Em geral, gosto dessas grandes estrelas do passado. Elas são de uma época em que era necessário ser sensual sem apelar para exposição do corpo. Eu admiro isso.
Qual é a sua peça de roupa favorita e por quê?
Sabe que não tenho uma peça de roupa favorita??? Gosto de pensar na composição, no look. Adoro o exercício de imaginar a mensagem que quero passar, definir o look que preciso ter para passar esta mensagem e então listar as peças que se harmonizarão para construir este look
O que costuma fazer enquanto está montada?
Posar para fotos! Muitas fotos!!!KKK :D
Gosto também de sair montada. Isso começou há pouco tempo. Tenho ido a eventos crossdresser e em alguns casos a locais públicos. É uma experiência que proporciona emoções intensas e curiosamente alívio também. Entretanto, é mais trabalhosa e sujeita a variáveis que nem sempre posso controlar. Por isso, saio de vez em quando.
Já realizou ou pensa em realizar modificações no corpo? Se sim, quais?
Atualmente tenho uma regra pessoal de não fazer modificações permanentes no corpo. E ainda assim, só fazer se for necessário para compor a imagem que quero atingir. O motivo é uma ética minha, a forma como eu entendo que o corpo deve ser tratado e também a forma como quero tratar meu crossdressing. As únicas “mexidas” que faço são a depilação e a “limpeza” das sobrancelhas.
Eu nem mesmo furo as orelhas. Tenho encontrado brincos de pressão que satisfazem o que busco, então estou OK assim.
Gostaria de deixar um recado para as outras meninas?

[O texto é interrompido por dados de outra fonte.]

PR #8528, opened 2019-11-13
rec: Backport 8470 to rec 4.2.x:  prime NS records of root-servers.net parent (.net) 

omoerbeek:
### Checklist

I have:
- [X] compiled this code
- [ ] tested this code
- [ ] documented the code

### DIFF
--- a/pdns/reczones.cc
+++ b/pdns/reczones.cc
@@ -34,6 +34,14 @@ extern char** g_argv;
 
 static thread_local set<DNSName> t_rootNSZones;
 
+static void insertIntoRootNSZones(const DNSName &name) {
+  // do not insert dot, wiping dot's NS records from the cache in primeRootNSZones()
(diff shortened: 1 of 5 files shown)


pdns/reczones.cc
```diff
@@ -88,12 +100,39 @@ void primeHints(void)
...
+{
+  struct timeval now;
+  gettimeofday(&now, 0);
+  SyncRes sr(now);
+
+  if (dnssecmode) {
+    sr.setDoDNSSEC(true);
+    sr.setDNSSECValidationRequested(true);
+  }
+  for (const auto & qname: t_rootNSZones) {
```
rgacogne: Aren't you introducing the same issue than the one fixed in #8510 ?

omoerbeek: Grumble... I thought I included that fix... glad you are paying attention

PR #8532, opened 2019-11-14
rec: qname-minimization metrics 

phonedph1:
### Short description
Keep a counter of the number of outqueries that resort to 'use the full qname'

I have only tested rec_control gets for this so far.

Thoughts?

### Checklist
I have:
- [x] compiled this code
- [x] tested this code
- [ ] documented the code


phonedph1:
This might make more sense to call it something like `fullqname-success` and only count noerror results.

omoerbeek:
Thanks for working on this.

I'd suggest a name like `qname-min-fallback-success` and indeed only count successful ones.

phonedph1:
Okay, update and tested rec_control, /metrics & SNMP (which was a huge pain).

Sim!! Aproveitando o tema das modificações no corpo, gostaria de deixar um recado para as meninas que se descobriram trans ou apenas querem feminizar-se mais: por favor, não tomem hormônios ou bloqueadores de testosterona sem o devido acompanhamento médico. Tenho várias amigas com problemas sérios de saúde devido aos danos provocados por essas substâncias. Procurem o médico e se abram com ele. A comunidade médica está cada vez mais consciente dessa necessidade da população trans e vem se preparando para prestar um melhor atendimento.
Outro recado, agora para as meninas que sofrem com a culpa e o medo e que também serve para mim mesma: não há nada de errado em se travestir e o crossdressing não é um defeito. Elaborem, desenvolvam, curtam, divirtam-se, sejam felizes! Parafraseando Rupaul:
Se você não se entende, como poderá entender outra pessoa?
Se você não se aceita, como poderá aceitar outra pessoa?
Se você não se ama, como poderá amar outra pessoa?